ID: 0 Namelen: 255 Type: fuseblk
Block size: 4096 Fundamental block size: 4096
Blocks: Total: 3418095103 Free: 64081444 Available: 64081444
Inodes: Total: 257013904 Free: 256443284

cmd: cat /home/spuser/cryosparc/cryosparc_worker/version
Output: v4.2.1

The master and worker version is not same. worker version would have failed to update

You may be able to update the cryosparc_worker/ software by adapting the steps described in Update from 4.2 to 4.5.1 failed - #4 by wtempel.

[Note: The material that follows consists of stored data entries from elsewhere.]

PR #6074, opened 2025-04-14
DataGrid: add FilterDefaultItem* parameters to DataGridSelectColumn

### LINKED ISSUE #6041: No Unselected Datagrid Option
Hello! Is there a way to have an unselected column pop up first? Now with a datagridselectcolumn it shows the first value, but not filters by it, and then I have to click the second value, then click back to it. I tried adding Data="" and concating my data with a generic "Select" item, which shows up, I gave it ID of 0 and -1 but 1 still is the default selected item, which causes the issue where you have to select it then select another item. How do we resolve this?

tesar-tech:
## Description

Closes #6041

Adds support for custom default item in filter dropdowns of `DataGridSelectColumn` via `FilterDefaultItem*` parameters.


Source/Extensions/Blazorise.DataGrid/_DataGridCellFilter.razor
```diff
@@ -3,23 +3,19 @@
...
     {
-        <_DataGridCellNumericEdit Column="@numericColumn" CellValue="@GetSearchValue()" CellValueChanged="@FilterChanged"></_DataGridCellNumericEdit>
-
+        <_DataGridCellNumericEdit Column="@numericColumn" CellValue="@GetSearchValue()" CellValueChanged="@FilterChanged" />
     }
     else if ( Column is DataGridSelectColumn<TItem> selectColumn )
     {
-        <_DataGridCellSelectEdit Column="@selectColumn" CellValue="@GetSearchValue()" CellValueChanged="@FilterChanged"></_DataGridCellSelectEdit>
-
+        <_DataGridCellSelectEdit Column="@selectColumn" CellValue="@GetSearchValue()" CellValueChanged="@FilterChanged" FilterDisplay="true" />
```
stsrki, line 10: Is ` FilterDisplay="true"` supposed to be `FilterDisplay="@selectColumn.FilterDisplay"`?

Source/Extensions/Blazorise.DataGrid/DataGridSelectColumn.cs
```diff
@@ -72,6 +72,26 @@ public override string FormatDisplayValue( object value )
...
+
+    /// <summary>
+    /// Value of the default item used in filter dropdowns.
+    /// </summary>
+    [Parameter] public object FilterDefaultItemValue { get; set; }
+
+    /// <summary>
+    /// If true, disables the default item in filter dropdowns.
+    /// </summary>
+    [Parameter] public bool FilterDefaultItemDisabled { get; set; } = false;
```
stsrki, line 88: I think `= false;` is not necesary. Not sure why we have it for the above parameters too. 🤔

Source/Extensions/Blazorise.DataGrid/_DataGridCellFilter.razor
tesar-tech: the `FilterDisplay` on `_DataGridCellSelectEdit` is a flag that is saying "I am being inside the filter row" `selectColumn.FilterDisplay` has different meaning.

I am not sure about the naming `IsInFilterRow`?

stsrki: Maybe something that clearly says in which area it might be used. In this it seems to me all other are basically placed on the filter area.

```
if ( Column is DataGridNumericColumn<TItem> numericColumn )
{
    <_DataGridCellNumericEdit Column="@numericColumn" CellValue="@GetSearchValue()" CellValueChanged="@FilterChanged" />
}
else if ( Column is DataGridSelectColumn<TItem> selectColumn )
{
    <_DataGridCellSelectEdit Column="@selectColumn" CellValue="@GetSearchValue()" CellValueChanged="@FilterChanged" FilterDisplay="true" />
}
else if ( Column is DataGridCheckColumn<TItem> checkColumn )
{
    <_DataGridCellCheckEdit Column="@checkColumn" CellValue="@GetSearchValue()" CellValueChanged="@FilterChanged" />
}
else if ( Column is DataGridDateColumn<TItem> dateColumn )
{
    <_DataGridCellDatePicker Column="@dateColumn" CellValue="@GetSearchValue()" CellValueChanged="@FilterChanged" />
}
else
{
    <TextEdit Text="@GetSearchValueAsString()" TextChanged="@((newValue) => FilterChanged(newValue))" />
}
```

For example, currently on the Scheduler component that I am working on, I have a `SchedulerDragArea` enum that has

- Header
- MonthlyView
- WeekView
- etc

And then I know what to do based on that information.

---

So we can have something like that, eg `DataGridArea` with

- Default, for main area
- Filter
- Footer
- Aggregate
- or anything else

tesar-tech: Like this?

We can add more when needed. 

We can also make abstract class for cells with this one param.

stsrki (approved):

There are additional potential problems:

  1. Can jobs on this configuration properly communicate with CryoSPARC master processes? What is the output of the command (inside a fresh shell)
    eval $(cryosparcm env) # load CryoSPARC environment
    curl ${CRYOSPARC_MASTER_HOSTNAME}:${CRYOSPARC_COMMAND_CORE_PORT}
    exit # exit the shell
    
  2. Is the fuseblk filesystem that holds the project directory compatible with CryoSPARC? Does it support symbolic links?
  3. The list of target nodes may need to be deduplicated. Targets can be removed with the
    remove_scheduler_target_node() cli function.